* [WHAT TO DO]:
Where the word "check" occurs in a line of the listing below, copy that line.

* [DATA FOR THIS TASK]:
PR #1278, opened 2026-03-20
test : check used LiqLogic bytecode

Kogaroshi:


Kogaroshi:
This was used as a check during deployments, closing since not needed anymore, we are using the default compiler `LiquidationLogic`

* [EXERCISE OUTPUT]:
test : check used LiqLogic bytecode
This was used as a check during deployments, closing since not needed anymore, we are using the default compiler `LiquidationLogic`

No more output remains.